The axiom of choice for a category I am currently studying the counterpart of axiom of choice in ETCS which is the axiom that every surjective function has a right inverse.
In category of sets the surjective functions are epimorphsims however, in general categories not every epimorphism has a right inverse. An example of this is the category of partially ordered set. Every arrow in this category is an epimorphism and non identity arrows in this category does not have a right inverse.
I recently saw in an article that we can reformulate the axiom of choice in any category as the following statement:
$\bf{The\ Axiom\ of\ Choice\ for\ a\ Category}$: every epimorphism is split.

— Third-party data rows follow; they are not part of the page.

PR #330, opened 2020-03-10
Add exhaustParent to the interface. Move exhaustChild to show more section.

ColinAChen:
I didn't change the description of exhaustParent.


interface1.html
```diff
@@ -1312,6 +1312,16 @@ <h3>...counting leaves</h3>
 					</div>
 
 					<div onclick="showMore('moreLayeringConstraints')" class="show-more">Show more...</div>
+					<div id="moreLayeringConstraints" class="more-constraints">
```
jbellik: This constraint should've been added to the existing "show more" section below. As it is, the remaining "show more" constraints just don't seem to be available.

PR #332, opened 2020-03-10
first pass on match any constituent. Added two options for match. Use…

### LINKED ISSUE #321: Custom Match: any constituent
What if we also had custom Match(α,β) where α and/or β could be "any constituent"? For example, Match(XP,constituent) would be fine with:

[a b] → [.w a b]
[a b] → (.phi a b)
[a b] → {.i a b}

And also fine with:

[a] → a

I suppose the same could be done for Align and Wrap.

ColinAChen:
… options to determine whether or not to check that the syntactic and prosodic categories need to be matched
resolve #321

### DIFF
--- a/constraints/match.js
+++ b/constraints/match.js
@@ -126,7 +126,7 @@ function matchSP(inputTree, pTree, sCat, options)
 	*  - either it is lexical (sParent.func is false) OR requireLexical is false
 	*  - either it has an overt head (sParent.silent is false) OR requireOvertHead is false
 	*/
-	if(((sParent.cat === sCat ) && !options.anySyntacticConstituent)
+	if((options.anySyntacticConstituent || (sParent.cat === sCat ))
 	&& !(options.requireLexical && sParent.func)
 	&& !(options.requireOvertHead && sParent.silentHead)
 	&& !(options.maxSyntax && !sParent.isMax)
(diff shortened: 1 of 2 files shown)


constraints/match.js
```diff
@@ -124,7 +126,7 @@ function matchSP(inputTree, pTree, sCat, options)
 	*  - either it is lexical (sParent.func is false) OR requireLexical is false
 	*  - either it has an overt head (sParent.silent is false) OR requireOvertHead is false
 	*/
-	if(sParent.cat === sCat
+	if(((sParent.cat === sCat ) && !options.anySyntacticConstituent)
```
jbellik: I think the logic here actually needs to be:
if(((sParent.cat === sCat ) || options.anySyntacticConstituent) ...
because if we're satisfied with any syntactic category, then it's also not a problem if it is some specified category. 
Another thing to watch out for: what if anySyntacticConstituent === true and then sCat isn't defined? 
maybe best to do the opposite order of conditions to handle that: 
if((options.anySyntacticConstituent || (sParent.cat === sCat )) ...

constraints/match.js
```diff
@@ -161,7 +163,7 @@ function hasMatch(sNode, pTree, options)
 
 	var sLeaves = getLeaves(sNode);
 	markMinMax(pTree);
-	if(catsMatch(sNode.cat, pTree.cat)
+	if((catsMatch(sNode.cat, pTree.cat) && !options.everyProsodicConstituent)
```
jbellik: This should also be an OR. See note above.

PR #340, opened 2020-03-16
Input gen options

### LINKED ISSUE #247: Automatic input generation function
It would be great if we could automate input generation, in a way similar to GEN. For two integers _min_ and _max_, get all of the strings of words [1, 2, ..., _min_], [1, 2, ..., _min_+1], ..., [1, 2, ..., _max_], labeling the terminals alphabetically ([a], [a b], [a b c], [a b c d], etc.).

Then, given those strings, generate all of the possible input trees, ideally with two limits on branching that the user could select: _i_-ary through _j_-ary. If arbitrary _i_ and _j_ would be too hard, it would be great if we could have _i_ = 1 or _i_ = 2, and _j_ = 2.

Like with GEN (but syntactified), we would want a root node cp, non-root non-terminals xp's, and terminal w's. And like with prosodic trees, we wouldn't want any unary-branching xp dominating another xp. The only possible unary branching xp should be of the form [w].

Finally, it would be good to have the option of including or excluding the root cp (i.e. replacing it with xp). I don't think we would be interested in considering inputs with **and** without a cp-root at the same time, just sets of inputs that all have cp-roots or that all have xp-roots.

ivpetkov:
I implemented everything from the most recent mockup except I can't figure out how to make the text in the terminal string boxes persist when you add a new one.
Closes #247


jbellik:
I think you might have to do something similar to what the tree builder does when it wants to add something to the inner html. Take a look at the functions in lines 68-110 (toInnerHtmlFrags and following).

jbellik:
"allow adjuncts" is backwards: 
* when it's checked, "a b" should yield [[a]b], [a [b]], [[a][b]] --> this more permissive setting should be default
* when not checked, "a b" should yield [[a] b], [a [b]] --> not the default

jbellik:
* Show trees by default when you click generate trees (along with displaying the "up to date" message)
* Move "syntax parameters" to the top and put "generate trees" next to "add terminal string"
* Consider making "generate trees" orange

ivpetkov:
I accidentally merged the mirror-images branch into this branch when I was trying to merge the other way around.

jbellik:
Ok, so this one isn't currently waiting for a review update, is it?

ivpetkov:
Yes, I'll fix the update message.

The definition i am using for a split epimorphism is as follow:
A ${split\ epimorphism}$ is a morphism $f: X \rightarrow Y$ where there exists a morphism $g : Y \rightarrow X$ such that the composite of $f$ and $g$ is the identity morphism.
But how can the axiom of choice for a category be true when we can prove that not every epimorphism had a right inverse?
 A: All that means is that the Axiom of Choice is not true for every category. It is true for $\bf Set$ and $\bf Vect_{\Bbb F}$, assuming that we work in $\sf ZFC$, but is provably not true for $\bf Ab,Top$, etc.
The key point is that you want the splitting to occur internally. So whereas $\Bbb Q$ maps onto $\Bbb{Q/Z}$, as groups, no splitting of that epimorphism is a group homomorphism: every element of $\Bbb{Q/Z}$ has a finite order, whereas no element of $\Bbb Q$ has a finite order (except $0$).
Therefore, "The Axiom of Choice for $\bf Ab$" is false; but this has no bearing on whether or not a function in $\bf Set$ exists that splits that epimorphism. If we're only interested in a certain type of structure (i.e. a category), then whatever happens outside that structure is irrelevant.
A: As a footnote to Asaf's answer, note that $\mathsf{ETCS}$ is not supposed to be true in every category - it's a set of axioms intended to describe the category Sets specifically (remember that it stands for elementary theory of the category of sets).
The idea of categories as possible "universes" for mathematics is an important one, but it needs to be treated carefully. Not every category results in an interesting mathematical universe. The system $\mathsf{ETCS}$ pins down a particular class of categories (= those categories in which the $\mathsf{ETCS}$ axioms, appropriately interpreted, are true) which provide interesting mathematical universes. If the $\mathsf{ETCS}$ axioms held in every category, they wouldn't be able to implement much mathematics - because they wouldn't be able to rule out "uninteresting" categories.